### EXERCISE DIRECTIONS
Please copy each line in the records below that contains the string "hooks".

### TASK MATERIAL
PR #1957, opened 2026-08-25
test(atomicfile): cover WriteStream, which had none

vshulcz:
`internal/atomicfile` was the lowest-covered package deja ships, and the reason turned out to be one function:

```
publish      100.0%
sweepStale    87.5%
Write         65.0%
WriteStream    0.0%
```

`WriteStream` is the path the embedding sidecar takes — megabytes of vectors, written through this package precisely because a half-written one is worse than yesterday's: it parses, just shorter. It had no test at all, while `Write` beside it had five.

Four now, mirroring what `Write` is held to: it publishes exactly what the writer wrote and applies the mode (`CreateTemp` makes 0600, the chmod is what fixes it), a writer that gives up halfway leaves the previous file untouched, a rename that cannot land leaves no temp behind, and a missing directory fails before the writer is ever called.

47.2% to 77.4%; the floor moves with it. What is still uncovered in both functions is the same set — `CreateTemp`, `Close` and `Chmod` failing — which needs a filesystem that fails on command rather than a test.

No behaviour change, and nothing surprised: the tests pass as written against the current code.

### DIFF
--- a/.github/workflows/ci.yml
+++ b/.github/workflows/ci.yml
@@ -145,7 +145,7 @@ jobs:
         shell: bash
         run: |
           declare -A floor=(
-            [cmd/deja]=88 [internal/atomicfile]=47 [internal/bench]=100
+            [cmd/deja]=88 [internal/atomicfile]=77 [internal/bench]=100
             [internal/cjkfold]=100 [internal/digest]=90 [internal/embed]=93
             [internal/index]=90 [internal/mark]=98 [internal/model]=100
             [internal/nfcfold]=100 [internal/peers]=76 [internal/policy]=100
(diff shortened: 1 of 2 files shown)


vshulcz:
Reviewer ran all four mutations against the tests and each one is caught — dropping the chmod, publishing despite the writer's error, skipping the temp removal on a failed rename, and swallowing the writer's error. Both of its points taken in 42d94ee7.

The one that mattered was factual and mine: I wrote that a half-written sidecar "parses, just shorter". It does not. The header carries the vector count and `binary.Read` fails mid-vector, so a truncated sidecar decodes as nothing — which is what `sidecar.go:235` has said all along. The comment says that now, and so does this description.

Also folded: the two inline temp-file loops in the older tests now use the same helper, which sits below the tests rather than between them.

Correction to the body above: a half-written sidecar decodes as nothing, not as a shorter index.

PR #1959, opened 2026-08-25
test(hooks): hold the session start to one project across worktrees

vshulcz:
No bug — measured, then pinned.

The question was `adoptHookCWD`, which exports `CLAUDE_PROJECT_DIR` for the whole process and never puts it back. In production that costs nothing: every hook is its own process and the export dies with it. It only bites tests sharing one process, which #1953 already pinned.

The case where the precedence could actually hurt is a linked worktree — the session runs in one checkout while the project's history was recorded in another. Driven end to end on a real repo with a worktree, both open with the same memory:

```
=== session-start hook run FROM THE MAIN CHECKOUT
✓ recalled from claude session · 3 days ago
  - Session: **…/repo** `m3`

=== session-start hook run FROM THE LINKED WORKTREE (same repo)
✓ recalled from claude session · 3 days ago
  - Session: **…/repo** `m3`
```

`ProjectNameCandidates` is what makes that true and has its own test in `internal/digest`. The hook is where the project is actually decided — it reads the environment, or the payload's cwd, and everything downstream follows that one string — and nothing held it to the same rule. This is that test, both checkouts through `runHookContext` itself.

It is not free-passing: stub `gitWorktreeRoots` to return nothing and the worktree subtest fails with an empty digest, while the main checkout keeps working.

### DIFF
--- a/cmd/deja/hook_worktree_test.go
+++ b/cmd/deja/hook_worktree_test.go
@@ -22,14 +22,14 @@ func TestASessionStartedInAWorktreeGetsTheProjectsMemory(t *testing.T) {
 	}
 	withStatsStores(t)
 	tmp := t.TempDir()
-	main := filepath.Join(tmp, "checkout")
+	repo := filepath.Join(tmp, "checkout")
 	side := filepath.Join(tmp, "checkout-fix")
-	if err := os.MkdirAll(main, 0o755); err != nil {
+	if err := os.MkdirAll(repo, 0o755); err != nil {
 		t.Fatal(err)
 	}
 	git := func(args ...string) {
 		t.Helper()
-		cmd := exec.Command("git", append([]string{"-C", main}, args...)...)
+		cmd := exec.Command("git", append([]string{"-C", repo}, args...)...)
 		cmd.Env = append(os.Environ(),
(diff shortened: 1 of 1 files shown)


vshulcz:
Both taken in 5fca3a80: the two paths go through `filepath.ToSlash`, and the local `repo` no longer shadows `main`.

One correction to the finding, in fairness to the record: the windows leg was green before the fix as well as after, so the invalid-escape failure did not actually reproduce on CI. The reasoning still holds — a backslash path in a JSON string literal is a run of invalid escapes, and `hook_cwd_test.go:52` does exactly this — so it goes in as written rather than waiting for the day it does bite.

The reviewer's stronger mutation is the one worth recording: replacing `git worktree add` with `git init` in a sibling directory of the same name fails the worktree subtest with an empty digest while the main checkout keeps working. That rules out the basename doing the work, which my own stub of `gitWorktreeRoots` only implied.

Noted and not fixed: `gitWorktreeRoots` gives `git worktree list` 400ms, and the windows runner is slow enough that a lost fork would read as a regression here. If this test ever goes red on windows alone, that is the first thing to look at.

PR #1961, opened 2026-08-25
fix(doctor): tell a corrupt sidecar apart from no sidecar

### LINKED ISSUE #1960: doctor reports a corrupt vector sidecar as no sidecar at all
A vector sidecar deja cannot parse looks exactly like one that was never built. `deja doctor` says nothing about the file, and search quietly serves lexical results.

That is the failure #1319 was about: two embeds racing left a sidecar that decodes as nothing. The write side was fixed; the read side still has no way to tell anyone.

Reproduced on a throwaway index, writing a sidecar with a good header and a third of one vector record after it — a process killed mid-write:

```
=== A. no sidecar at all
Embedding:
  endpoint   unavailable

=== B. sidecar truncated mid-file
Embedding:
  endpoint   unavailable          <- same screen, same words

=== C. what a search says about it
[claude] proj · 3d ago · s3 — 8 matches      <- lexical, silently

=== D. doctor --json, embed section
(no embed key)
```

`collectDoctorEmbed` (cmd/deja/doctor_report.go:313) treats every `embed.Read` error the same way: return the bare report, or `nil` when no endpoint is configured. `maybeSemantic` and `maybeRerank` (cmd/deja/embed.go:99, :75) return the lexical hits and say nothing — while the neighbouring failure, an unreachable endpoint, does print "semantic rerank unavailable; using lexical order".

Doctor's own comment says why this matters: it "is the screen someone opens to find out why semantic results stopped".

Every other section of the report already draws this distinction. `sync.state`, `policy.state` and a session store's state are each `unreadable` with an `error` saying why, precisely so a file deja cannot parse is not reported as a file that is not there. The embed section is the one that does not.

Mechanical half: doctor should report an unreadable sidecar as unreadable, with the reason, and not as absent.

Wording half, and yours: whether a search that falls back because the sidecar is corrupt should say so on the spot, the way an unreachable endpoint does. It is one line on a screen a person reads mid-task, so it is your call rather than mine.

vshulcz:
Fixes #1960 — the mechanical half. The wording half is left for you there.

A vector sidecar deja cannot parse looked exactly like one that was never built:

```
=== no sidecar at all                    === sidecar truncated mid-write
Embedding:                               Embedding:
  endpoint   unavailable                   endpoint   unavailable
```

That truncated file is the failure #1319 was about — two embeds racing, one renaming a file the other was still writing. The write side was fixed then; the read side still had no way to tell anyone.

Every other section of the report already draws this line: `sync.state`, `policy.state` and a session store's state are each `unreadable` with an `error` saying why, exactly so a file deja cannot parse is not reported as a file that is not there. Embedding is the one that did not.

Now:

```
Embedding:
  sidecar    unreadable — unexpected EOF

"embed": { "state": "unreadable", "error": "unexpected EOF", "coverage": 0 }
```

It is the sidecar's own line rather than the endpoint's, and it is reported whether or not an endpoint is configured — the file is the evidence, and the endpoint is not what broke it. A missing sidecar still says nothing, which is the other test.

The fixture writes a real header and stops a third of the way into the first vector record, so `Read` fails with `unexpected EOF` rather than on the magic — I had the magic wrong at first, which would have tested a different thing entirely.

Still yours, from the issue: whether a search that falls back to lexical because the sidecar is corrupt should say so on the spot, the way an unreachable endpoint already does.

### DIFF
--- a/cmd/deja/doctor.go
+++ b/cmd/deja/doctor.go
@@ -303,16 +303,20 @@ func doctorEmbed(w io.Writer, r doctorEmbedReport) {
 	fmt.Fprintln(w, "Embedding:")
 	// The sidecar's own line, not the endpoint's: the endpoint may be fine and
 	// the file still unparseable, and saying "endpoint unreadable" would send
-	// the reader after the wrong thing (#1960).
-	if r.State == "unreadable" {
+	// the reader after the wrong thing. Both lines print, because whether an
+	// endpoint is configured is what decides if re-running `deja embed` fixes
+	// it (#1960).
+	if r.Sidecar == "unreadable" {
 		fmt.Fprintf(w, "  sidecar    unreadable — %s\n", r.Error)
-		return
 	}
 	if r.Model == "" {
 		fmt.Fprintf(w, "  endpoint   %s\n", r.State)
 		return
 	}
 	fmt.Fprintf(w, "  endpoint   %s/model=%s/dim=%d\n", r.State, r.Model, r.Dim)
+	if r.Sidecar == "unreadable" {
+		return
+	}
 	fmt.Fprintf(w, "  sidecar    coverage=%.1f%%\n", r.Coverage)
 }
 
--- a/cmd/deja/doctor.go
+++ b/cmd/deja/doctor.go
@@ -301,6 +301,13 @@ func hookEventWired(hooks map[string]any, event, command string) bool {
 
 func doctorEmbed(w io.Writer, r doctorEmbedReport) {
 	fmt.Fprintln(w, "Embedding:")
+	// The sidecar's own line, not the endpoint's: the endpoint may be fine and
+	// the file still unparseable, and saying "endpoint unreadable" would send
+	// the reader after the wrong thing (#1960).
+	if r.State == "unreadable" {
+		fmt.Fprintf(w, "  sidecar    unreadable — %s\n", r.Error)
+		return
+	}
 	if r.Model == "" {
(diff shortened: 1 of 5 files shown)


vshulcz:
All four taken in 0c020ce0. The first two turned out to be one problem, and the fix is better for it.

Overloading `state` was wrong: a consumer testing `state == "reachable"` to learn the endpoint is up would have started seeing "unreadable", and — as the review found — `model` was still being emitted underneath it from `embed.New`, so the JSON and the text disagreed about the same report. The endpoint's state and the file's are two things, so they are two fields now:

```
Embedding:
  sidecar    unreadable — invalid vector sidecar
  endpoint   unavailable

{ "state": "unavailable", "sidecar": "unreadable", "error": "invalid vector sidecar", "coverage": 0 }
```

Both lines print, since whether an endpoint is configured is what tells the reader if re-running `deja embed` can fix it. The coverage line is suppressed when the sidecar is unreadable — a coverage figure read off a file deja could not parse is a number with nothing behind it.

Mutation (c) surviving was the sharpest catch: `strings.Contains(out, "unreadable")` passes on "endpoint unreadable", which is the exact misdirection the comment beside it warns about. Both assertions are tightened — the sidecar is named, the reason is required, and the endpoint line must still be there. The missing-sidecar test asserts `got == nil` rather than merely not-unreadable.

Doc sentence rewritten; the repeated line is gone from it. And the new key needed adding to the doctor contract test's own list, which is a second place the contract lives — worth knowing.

### YOUR RESPONSE
test(hooks): hold the session start to one project across worktrees
@@ -301,6 +301,13 @@ func hookEventWired(hooks map[string]any, event, command string) bool {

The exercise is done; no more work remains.